FirstRoot is a distributed team, with members in India, Mexico, and across the United States. We quickly settled in on a one-week iteration
cycle and selected meeting times that minimized time zone challenges. A shorter iteration helped us forge relationships. In addition, it forced
us to create smaller deliverables and maximized our opportunities for sharing our insights during routine iteration meetings.

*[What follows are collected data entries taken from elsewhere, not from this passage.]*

PR #12322, opened 2023-11-10
fix: Fix recurring booking failure due to rate limiting

### LINKED ISSUE #10673: [CAL-2517] Recurring Event - Error while booking a meeting.
### Issue Summary
I get the Couldn't Book Meeting Error while trying to book a recurring meeting. 

### Steps to Reproduce

1. Book a recurring event type

Screenshot

[Chrome logs](https://paste.c-net.org/FelicityComrades)

<sub>[CAL-2517](https://linear.app/calcom/issue/CAL-2517/error-while-booking-a-meeting)</sub>

hariombalhara:
## What does this PR do?

"core" has a limit of 10 requests every 60s. Due to `handleNewBooking` called from `recurring-event` handler multiple times depending on the recurrence, it can fail.

Moved the rateLimiting logic to **actual route** to guarantee that it's called once per route.

Note: I think we should have some eslint rule to disallow rateLimiting in non api route files because it can accidentally cause issues. cc @sean-brydon @keithwillcode 

image

## Type of change

## How should this be tested?
- Create a stash account and setup env variables
- Reduce the "core" limit here to a small number say 2(https://github.com/calcom/cal.com/blob/15734921d34dec3af2b5a37ffa0e95fbde680541/packages/lib/rateLimit.ts#L58)
- Try booking a recurring event in main and it will fail(num intervals should alteast be 3)
- In this branch, it will pass
- Also, test that if in less than a minute 3 normals bookings are done. Third one fails.

## Mandatory Tasks

## Checklist

### DIFF
--- a/apps/api/pages/api/bookings/_post.ts
+++ b/apps/api/pages/api/bookings/_post.ts
@@ -1,8 +1,6 @@
 import type { NextApiRequest } from "next";
 
 import handleNewBooking from "@calcom/features/bookings/lib/handleNewBooking";
-import { checkRateLimitAndThrowError } from "@calcom/lib/checkRateLimitAndThrowError";
-import getIP from "@calcom/lib/getIP";
 import { defaultResponder } from "@calcom/lib/server";
 
 /**
@@ -207,15 +205,8 @@ import { defaultResponder } from "@calcom/lib/server";
 async function handler(req: NextApiRequest) {
   const { userId, isAdmin } = req;
   if (isAdmin) req.userId = req.body.userId || userId;
-  const userIp = getIP(req);
 
-  await checkRateLimitAndThrowError({
-    rateLimitingType: "core",
-    identifier: userIp,
-  });
-
-  const booking = await handleNewBooking(req);
-  return booking;
+  return await handleNewBooking(req);
 }
 
 export default defaultResponder(handler);
--- a/apps/api/pages/api/bookings/_post.ts
+++ b/apps/api/pages/api/bookings/_post.ts
@@ -1,6 +1,8 @@
 import type { NextApiRequest } from "next";
 
 import handleNewBooking from "@calcom/features/bookings/lib/handleNewBooking";
+import { checkRateLimitAndThrowError } from "@calcom/lib/checkRateLimitAndThrowError";
+import getIP from "@calcom/lib/getIP";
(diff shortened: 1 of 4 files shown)


hariombalhara:
* main
  * **PR #12322** <a href="https://app.graphite.dev/github/pr/calcom/cal.com/12322?utm_source=stack-comment-icon" target="_blank">Graphite</a>  👈

This [stack of pull requests](https://stacking.dev/?utm_source=stack-comment) is managed by [Graphite](https://app.graphite.dev/github/pr/calcom/cal.com/12322?utm_source=stack-comment).

packages/features/bookings/lib/handleNewBooking.ts
```diff
@@ -630,12 +628,6 @@ async function handler(
   }
 ) {
   const { userId } = req;
-  const userIp = getIP(req);
-
-  await checkRateLimitAndThrowError({
```
hariombalhara, line 635: We shouldn't call rate limit here as this function is called by recurring-event route many times.

apps/api/pages/api/bookings/_post.ts
```diff
@@ -205,6 +207,13 @@ import { defaultResponder } from "@calcom/lib/server";
 async function handler(req: NextApiRequest) {
   const { userId, isAdmin } = req;
   if (isAdmin) req.userId = req.body.userId || userId;
+  const userIp = getIP(req);
+
+  await checkRateLimitAndThrowError({
```
keithwillcode, line 212: Why is this using "core" instead of "api"?

keithwillcode: We already have a global rate limit check by the API key

keithwillcode (changes requested):
Requesting changes for clarification on API route rate limiting

apps/api/pages/api/bookings/_post.ts
hariombalhara: `handleNewBooking` which was called from here was using core only. This is the reason.

hariombalhara: I think it makes sense to remove it then.

It also means that there were two different rate limitings in place for this route

keithwillcode (approved):

PR #305, opened 2021-03-18
Copyright bump to 2021

obilodeau:
Some files were modified further. I went through all changed files with `git diff HEAD HEAD@{2020-12-31} --name-only` and verified individual history with `git log -p <filename>`.

### DIFF
--- a/pyrdp/layer/layer.py
+++ b/pyrdp/layer/layer.py
@@ -1,6 +1,6 @@
 #
 # This file is part of the PyRDP project.
-# Copyright (C) 2018 GoSecure Inc.
+# Copyright (C) 2018, 2019, 2021 GoSecure Inc.
 # Licensed under the GPLv3 or later.
 #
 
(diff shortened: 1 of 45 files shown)


pyrdp/layer/layer.py
```diff
@@ -1,6 +1,6 @@
 #
 # This file is part of the PyRDP project.
-# Copyright (C) 2018 GoSecure Inc.
+# Copyright (C) 2018, 2019, 2021 GoSecure Inc.
```
xshill, line 3: Can't we just write 2018-2021? Here and a couple other places.

xshill: (basically everywhere we have more than 1 year)

xshill (changes requested):

pyrdp/layer/layer.py
obilodeau: Unfortunately no, where I wrote without dashes are places where there were no code changes in the missing years. I'm not sure if we can apply the copyright statement if there was no change.

xshill: ah ok then

PR #307, opened 2021-03-24
Log NTLMSSP hashes when using NLA

xshill:
Log NTLMSSP hashes in a format usable by John the Ripper and Hashcat when the client uses NLA.

NTLMSSP hashes are stored in `pyrdp_output/logs/ntlmssp.log` and are also logged to the console and in JSON format.

This might actually be usable for gathering hashes in pentest scenarios, but I haven't tried anything like that yet.


obilodeau:
LGTM! Great work! Can't wait to see it in action 🙂

obilodeau (approved):

Issue #260, opened 2020-11-04
Add option to detect NLA and optionally redirect to a non NLA server.


alxbl:
When the server enforces NLA (in NEG_RSP) it should be possible to tell PyRDP to ignore the real server and connect to a malicious server for credential collection at the very least.

PR #308, opened 2021-03-25
NLA redirection

xshill:
Added options `--redirection-host` and `--redirection-port`. When trying to downgrade from NLA, PyRDP will connect to this host instead of the intended server if it only allows NLA connections.

See #260.

### DIFF
--- a/pyrdp/mitm/RDPMITM.py
+++ b/pyrdp/mitm/RDPMITM.py
@@ -206,7 +206,7 @@ class RDPMITM:
 
         await serverFactory.connected.wait()
 
-        if self.config.attackerHost is not None and self.config.attackerPort is not None:
+        if self.config.attackerHost is not None and self.config.attackerPort is not None and not self.player.tcp.connectedEvent.is_set():
             attackerFactory = AwaitableClientFactory(self.player.tcp)
             reactor.connectTCP(self.config.attackerHost, self.config.attackerPort, attackerFactory)
 
--- a/pyrdp/mitm/RDPMITM.py
+++ b/pyrdp/mitm/RDPMITM.py
@@ -193,9 +193,9 @@ class RDPMITM:
 
         serverFactory = AwaitableClientFactory(self.server.tcp)
         if self.config.transparent:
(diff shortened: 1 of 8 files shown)


pyrdp/mitm/RDPMITM.py
```diff
@@ -177,6 +181,10 @@ def getServerLog(self, name: str) -> SessionLogger:
         """
         return self.serverLog.createChild(name)
 
+    def disconnectFromServer(self):
+        self.server.replaceTCP()
+        self.tcp.setServer(self.server.tcp)
```
obilodeau, line 186: why is this required?

pyrdp/mitm/cli.py
```diff
@@ -127,6 +127,8 @@ def buildArgParser():
         "--transparent", help="Spoof source IP for connections to the server (See README)", action="store_true")
     parser.add_argument("--no-gdi", help="Disable accelerated graphics pipeline (MS-RDPEGDI) extension",
                         action="store_true")
+    parser.add_argument("--redirection-host", help="Redirection target ip if NLA is enforced", default=None)
+    parser.add_argument("--redirection-port", help="Redirection target port if NLA is enforced", type=int, default=None)
```
obilodeau, line 131: I think we should name the flags `--nla-redirection-host` and `--nla-redirection-port` to make explicit that it is used when NLA nego fails.

obilodeau (commented):
I have concerns about the interaction of this code with the transparent proxy mode. Are both modes compatible? It should be possible but how will the new server-side TCP connection will be created? It needs to be set with clientIP as its source. Is that covered?

xshill:
> I have concerns about the interaction of this code with the transparent proxy mode. Are both modes compatible? It should be possible but how will the new server-side TCP connection will be created? It needs to be set with clientIP as its source. Is that covered?

I suppose so, it uses the same functions as previously, just with a different argument. But I haven't tested it tbh.

obilodeau (approved):
Looks good to me :rocket:

Issue #265, opened 2020-11-18
Regression: 'Too Many Files Open' in MITM component


alxbl:
It looks like #48 has croppped up again in the MITM component. We should spend some time figuring out how to trace open handles.

A good way to reproduce quickly seems to be to do a SYN flood on the PyRDP instance. (Maybe try masscan or write a simple asyncio flooder in Python)

We'd need to investigate how to debug file descriptor leaks and determine if this is a leak or just denial of service.

Off the top of my head, the source of leak/exhaustion might be:

- Session Log files
- Socket Descriptors (inbound, certificate request, outbound)
- Replay file sink

One successful RDP connection would generate:
- Session Log (2x)
- JSON Session Log (2x)
- Replay File (2x)
- Mapping.json file (1x)
- 4 socket descriptors (in/out x2)

The reason these numbers are doubled is because of the initial certificate request which causes a disconnect

**Things to check:**

- Does Twisted clean up connections?
- Do we properly close log handles upon client disconnection?
- Do we have reasonable connection timeouts for dangling SYNs?
- Do we have a reasonable accept queue for twisted?

obilodeau:
I think @xshill identified the issue. See #264.

alxbl:
There's a good chance that the RDPDR stuff is part of the issue, but it looks like it's possible to reproduce this behaviour without any file transfers or mapped drives, so I doubt that's all there is to it.

obilodeau:
I'll repro the "too many files open" stack trace with a scanner. Then test if @xshill's fix takes care of that for simple cases at least. We should plug the leaks but I don't think we should lose too much time trying to survive 10,000 concurrent connections.

obilodeau:
Tested with `rdpassspray` and `masscan` this morning and couldn't crash pyrdp. However, these tools are gentle: rdpassspray spawns a xfreerdp and wait on it to finish before retrying and masscan wait 1 second on a retry on the same host/port combo.

Googling for nmap and stress testing I stumbled upon: https://www.rapid7.com/db/modules/auxiliary/dos/tcp/synflood/. Using this doesn't negatively affects PyRDP on current master branch. The SYN connections don't even trigger logging.

For file transfers, @yraiesets did whole directory transfers stress tests with and without executables in them and nothing wrong happened.

I think the file mapping changes and the linked issues fixed this. I'm closing this. Let's open a new ticket if we have a clear reproducer.

PR #309, opened 2021-03-31
Watch for disconnection events in DeviceRedirectionMITM

xshill:
Watch for disconnection events and make sure to close files when either the client or server disconnects.

This should help with #265.

### DIFF
--- a/pyrdp/mitm/FileMapping.py
+++ b/pyrdp/mitm/FileMapping.py
@@ -33,7 +33,8 @@ class FileMapping:
         self.written = False
 
     def seek(self, offset: int):
-        self.file.seek(offset)
+        if not self.file.closed:
+            self.file.seek(offset)
 
     def write(self, data: bytes):
         self.file.write(data)
@@ -54,6 +55,9 @@ class FileMapping:
         return sha1.hexdigest()
 
     def finalize(self):
+        if self.file.closed:
+            return
+
         self.log.debug("Closing file %(path)s", {"path": self.dataPath})
         self.file.close()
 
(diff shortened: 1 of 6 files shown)


pyrdp/mitm/FileMapping.py
```diff
@@ -82,6 +86,11 @@ def finalize(self):
                 "path": str(self.filesystemPath.relative_to(self.filesystemDir)), "shasum": fileHash
             })
 
+    def onDisconnection(self, reason):
+        if not self.file.closed:
+            self.file.close()
+            Path(self.file.name).unlink(missing_ok=True)
```
obilodeau, line 92: why are we removing files on disconnection? Is it because they would be incomplete?

test/test_X224MITM.py
```diff
@@ -11,7 +11,7 @@
 from pyrdp.pdu import X224ConnectionRequestPDU, NegotiationRequestPDU
 
 
-class FileMappingTest(unittest.TestCase):
+class X224MITMTest(unittest.TestCase):
```
obilodeau, line 14: :foot: :beetle: :heavy_check_mark:

obilodeau (commented):
Looks good. Just one question.

pyrdp/mitm/FileMapping.py
xshill: Yes, if they were complete the `finalize` function would have been called and `self.file.closed` would be `True`.

obilodeau: Wouldn't we want to keep partial transfers? Maybe label them as such. Let's say we are monitoring a session where someone uploads a large zip or a VMDK. We could still extract intel from the file even if it's incomplete. Just a thought.

Issue #352, opened 2021-08-30
PyRDP Convert to MP4: out of memory issues and corrupted video


obilodeau:
I can reliably make the `pyrdp-convert.py` tool go out of memory:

Although we developed working software in a few weeks, we didn’t have enough value to warrant a full release to the market for several
iterations. However, once we released our software, we found opportunities to improve our CI/CD pipeline. We’re now comfortable with a
variable release process, in which we sometimes release updates multiple times in a day. At other times, we hold off for a few iterations to
incorporate significant improvements.
We have much more uncertainty, so we need faster cycles for learning and adjusting
Addressing the ART size is easy: Creating a “tiny ART” of one to three agile teams works just fine. In SAFe, the Agile Team is an essential
organizational construct. If you get the teams right, it is easy to combine them into ARTs.
The more complicated challenge is how to get started when you have nothing. Startups require time to address questions, such as who their
users are and what technology to build on. We scaled the Agile concept of Sprint ‘0’ to a PI ‘0’ and used the SAFe implementation roadmap to
focus on the activities shown in Figure 9. The goal was to build enough working software and architectural runway to enable an effective PI
Planning cadence. Once we’ve accomplished that, we moved into the more typical quarterly PI cadence.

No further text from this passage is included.